Following demultiplexing, sequencing reads were pseudo-aligned with kallisto71 to an index consisting of all transcripts associated with human protein coding genes (ENSEMBL release 99), long non-coding RNA, cytosolic and mitochondrial ribosomal RNA sequences, and the sequences of ERCC RNA standards. Gene-level counts were generated from the transcript-level abundance estimates using the R package tximport72, with the scaledTPM method. For quality control, we only retained samples with a total of at least 1,000,000 estimated protein-coding gene counts, and a proportion of ribosomal RNA to total RNA ≤ 50%, according to a previously described approach39. In addition, we only analyzed host genes with at least 10 counts in at least 20% of samples.

Differential expression analysis was performed in R (v4.3.2) using the package limma-voom73 (v3.58.1). For the comparison between 2°BP and No-BP patients, we adjusted for SARS-CoV-2 viral load rpM by adding the coefficient log10(rpM+1) to the linear model (without adjusting for any other covariates). For the analysis of host gene expression and the number of days on corticosteroid, we modeled gene expression on the number of days the patients had been receiving corticosteroid prior to sample collection (without adjusting for any other covariates). For the analyses of host gene expression and bacterial mass, we modeled gene expression on log10-transformed bacterial mass (without adjusting for any other covariates). For the analyses of corticosteroid recipients (or non-corticosteroid recipients), we restricted to patients who had (or had not) received treatment with steroids at any time prior to sample collection. Significant genes were identified using an FDR < 0.1. Differential expression analysis results are provided in Supplementary Data files as indicated.

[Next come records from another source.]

Issue #347, opened 2020-07-24
Devel: Can't stay authenticated 


lduboeuf:
in apps that use the Morph.Web component, we can't stay connected.
Tested on Gmail, Youtube, Twitter webapps
Is there anything to be done ?

balcy:
I think the profile of the new QtWebEngine (https://doc.qt.io/qt-5/qml-qtwebengine-webengineprofile.html) has now `offTheRecord:true` as default. 
https://bugreports.qt.io/browse/QTBUG-79685
So setting `context.offTheRecord:true` in the MorphWebView should solve it. Not sure if we can / should sth. globally, because incognito by default seems better privacy wise.

mateosalta:
nothing is staying signed in in the browser now...

balcy:
gitlab / github stays logged in for me in morph, and github in the webapp, too.

mretallack:
Hi,
Is there a run-time work around for setting offTheRecord to false?

mretallack:
I have found that setting offTheRecord to False in MorphWebContext allows the cookies to persist. I have no idea if this is the correct solution.

 I have attached a Patch


[fix-offTheRecord.patch.txt](https://github.com/ubports/morph-browser/files/4975363/fix-offTheRecord.patch.txt)

Update: This may only effect PinePhone, https://github.com/ubports/morph-browser/blob/bb9f86efd727f100e1cc60390db0955521c02240/src/Morph/Web/MorphSharedWebContext.qml#L27

balcy:
yes, but the current xenial (DEV branch) version does include this change already.

https://github.com/ubports/morph-browser/blob/xenial/src/Morph/Web/MorphSharedWebContext.qml

Is it possible morph-browser does not use the xenial branch on some phones / channels (e.g. pinephone) ?

balcy:
oh there are https://github.com/ubports/morph-browser/tree/xenial_-_edge and https://github.com/ubports/morph-browser/tree/xenial_-_edge_-_pine branches...

balcy:
in the QA group I've seen Martin had the following in the log: `qml: the temporary default profile does no longer exit`
Therefore I've changed the way the temporary profile (to get the chromium version) is created.
It would not explain that no sessions at all are saved though.
https://github.com/ubports/morph-browser/pull/359

balcy:
Is it still the case that the one can't stay authenticated with the current dev version ?

lduboeuf:
[...]

PR #376, opened 2020-09-01
Set a default for offTheRecord in MorphWebContext

UniversalSuperBox:
QtWebEngine 5.13 changed the default value of offTheRecord from false to true. This means that apps will dump all cookies and site data on exit by default.

If someone is using the MorphWebContext as part of their app, they expect the old behavior with offTheRecord = false. So we'll just set that.

https://github.com/ubports/morph-browser/issues/347

This does not help apps which are using WebEngineProfile directly without setting offTheRecord. Those apps will need to set "offTheRecord: false" on their Profile by themselves.

### DIFF
--- a/src/Morph/Web/MorphWebContext.qml
+++ b/src/Morph/Web/MorphWebContext.qml
@@ -28,6 +28,8 @@ WebEngineProfile {
     property alias incognito: oxideContext.offTheRecord
     readonly property string defaultUserAgent: __ua.defaultUA
 
+    offTheRecord: false
+
     dataPath: dataLocation
 
     cachePath: cacheLocation


UniversalSuperBox:
https://github.com/qt/qtwebengine/commit/6e28e764d7c425f942820f0881231eb83e553e6e shows exactly when this change occurred. This may not be a fix.

UniversalSuperBox:
This is, in fact, a fix. offTheRecord should be set automatically if a dataPath (persistentStoragePath) is provided, but if it is not provided *and* offTheRecord is set manually to false the StandardPath is used instead: 

https://github.com/qt/qtwebengine/blob/08375ee796a545e3916feb24e0b35d561e6f0049/src/core/profile_adapter.cpp#L246-L259

mariogrip (approved):
LGTM :+1:

UniversalSuperBox:
While https://github.com/ubports/qtwebengine-opensource-src-packaging/pull/41 was merged and fixed the issue instead, I believe it's still worth it to merge this to make API breaks inside Morph.Web explicit.

PR #378, opened 2020-09-08
pinephone fullscreen fix, wayland shell integration

mateosalta:
wayland shell integration for fullscreen that hides indicators


dobey (approved):
Looks OK. Thanks!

GSEA was performed using the package fgsea (v1.28.0), and the Hallmark pathways were obtained from the package msigdbr (v7.5.1). The t-statistics (obtained from limma’s differential expression analysis) were used to rank all genes, and used as input for the fgseaMultilevel function (minSize = 15, maxSize = 500). Pathways with adjusted P value below 0.05 were considered statistically significant.

Reporting summary

Further information on research design is available in the Nature Portfolio Reporting Summary linked to this article.